In one successful dogfight, they had arrived.

Tom Cruise chose to go back to get the girl and be an instructor at Top Gun school.

He peaked in his very first combat mission, and lived off its glory for the rest of his career.

That kind of thinking has no place in our walk with the Lord.  If Joshua and Caleb were Maverick and Ice Man, they’d have gone on to Russia and wiped-out their entire air force.

Joshua’s advanced age did not excuse him from making continued spiritual progress.  He had unfinished business.

Until you die, or the church is raptured, you and I will have unfinished business with the Lord.

Ask Him, today, to show you some.  What has been left undone?  What is He leading you to do?

It was time for the Israelites to divide the land and turn loose each tribe in their inheritance to continue the conquest.

How’d they do?  There’s a report card in the sequel to Joshua, the Book of Judges.

Jdg 3:5  Thus the children of Israel dwelt among the Canaanites, the Hittites, the Amorites, the Perizzites, the Hivites, and the Jebusites.

Jdg 3:6  And they took their daughters to be their wives, and gave their daughters to their sons; and they served their gods.

Tribe after tribe failed to drive out their enemies, and instead they quite literally got into bed with them.

I’m not sure when it became popular to name each generation.

According to a professor at Texas A&M, “in America, there are six living generations, which are six fairly distinct groups of people. As a generalization each generation has different likes, dislikes, and attributes.”

Her list reads like this:

Born before 1927 – The Greatest Generation.
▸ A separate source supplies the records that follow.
PR #19742, opened 2023-09-11
[OVC] do not parse inputs for py_api

pavel-esir:
### Details:
In cases like below ovc should not parse input and an error should be thrown:
 ```
from openvino.tool.ovc import ocnvert_model
...
 ov_model = ov.convert_model('model.onnx', input="input.1[5,3,224,224]")
```
 
### Tickets:
 - [CVS-119474](https://jira.devtools.intel.com/browse/CVS-119474)

### CODE REVIEW

File: tools/ovc/openvino/tools/ovc/cli_parser.py [hunk 1]
```diff
@@ -116,7 +110,20 @@ def is_single_input(input: [tuple, list]):
...
+    for input_value in split_inputs(inputs):
+
+        # Parse string with parameters for single input
+        node_name, shape = parse_input_value(input_value)
+        # pylint: disable=no-member
+        inputs_list.append((node_name, shape))
+    return inputs_list
+
+
+def input_to_input_cut_info(input: [dict, tuple, list]):
```
popovaan, line 125: This method still parses input_value in 140 line. 
Looks like we need to remove lines 134-144.

tests/layer_tests/ovc_python_api_tests/test_pytorch.py
```diff
@@ -1093,6 +1093,21 @@ def test_example_inputs(self):
...
+        with self.assertRaisesRegex(Exception, ".*No node with name.*"):
+            convert_model(pytorch_model, input='input1[1, 10]')
+
+    def test_incorrect_inputs_2(self):
+        from openvino.tools.ovc import convert_model
+        pytorch_model, _, _ = create_pytorch_nn_module_case1('')
+
+        # check that it accepts specified names as is without parsing into 2 different inputs
+        with self.assertRaisesRegex(Exception, 'No node with name input1\[1, 10\],input2\[2, 100\]'):
+            convert_model(pytorch_model, input='input1[1, 10],input2[2, 100]')
```
popovaan, line 1109: Please add negative test for
convert_model(pytorch_model, input='input1,input2')

tools/ovc/openvino/tools/ovc/cli_parser.py
pavel-esir: oouups, i actually removed them, but here they left by mistake. Will remove them

popovaan: Corrected my comment. Let's not remove them, but replace with the suggested code. As single string should be treated as single node name.

tests/layer_tests/ovc_python_api_tests/test_pytorch.py
popovaan: And this negative test:
convert_model(pytorch_model, input='input1[1,10]','input2[2,100]')

tools/ovc/openvino/tools/ovc/cli_parser.py
pavel-esir: removed this lines.
discussed offline, after all i decided to leave checking if it's a string outside of `input_to_input_cut_info`, e.g.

Born between 1927 and 1945 – The Silent Generation.

Born between 1946 and 1964 – The Baby Boomers.

Born between 1965 and 1980 – Generation X.

Born between 1981 and 2000 – Generation Y (or Millennials).

Born after 2001 – Generation Z (not for zombie, btw; it’s because they are too young to have characteristics, so ‘Z’ is a place-holder until they can be identified).

Some are calling the current generation, Generation Like, because of Facebook and Instagram ‘likes,’ and the trauma of not receiving ‘likes’ for your postings.

I’d call the generation that Joshua led in to the Promised Land Generation Epic Fail.

Joshua had won a decisive victory; but their enemies remained – fierce enemies, needing to be battled.

Sounds just like us, does it not?  Our Joshua, the Lord, Jesus Christ, defeated our enemies.  Speaking of the Cross at Calvary, in Colossians 2:15 we read,

Col 2:15  Having disarmed principalities and powers, He made a public spectacle of them, triumphing over them in it.

The devil and his minions were soundly defeated.  Yet until Jesus returns to earth, the devil goes on warring against us.

Israel’s tribes were to fight from a position of assured victory in order to secure their inheritance.

The Promised Land is a type, for us, of the Christian life.  With no disrespect intended toward many popular hymns, the Promised Land is not typical of Heaven, because there are enemies in it, and battles to be fought, and wounds to be earned doing so.

The question for us, today, whether we’ve been here thirty-years or thirty-minutes, is, Where am I living?

What is your spiritual address?  You have five choices.

Here is what I mean.  Warren Wiersbe, in his Joshua commentary, Be Strong, compares  four geographic locations associated with Israel to four possible spiritual ‘states’ we may occupy.  I add a fifth.

Egypt was the place of death and bondage, from which Israel was delivered.  This illustrates the salvation we have by faith in Jesus Christ, our Passover Lamb.  Are you saved?  If you are not, you are living in Egypt, living according to your natural appetites, not realizing your purpose for living.  Worse, you’re final destination is Hell, separated from God, in a place of eternal conscious torment for eternity.

The Promised Land represents the Christian life as it ought to be: conflict and victory, faith and obedience, spiritual riches and rest, where we are constantly claiming more of our inheritance in Jesus.  It is cooperating with Jesus, Who promised to complete the work He has begun in you.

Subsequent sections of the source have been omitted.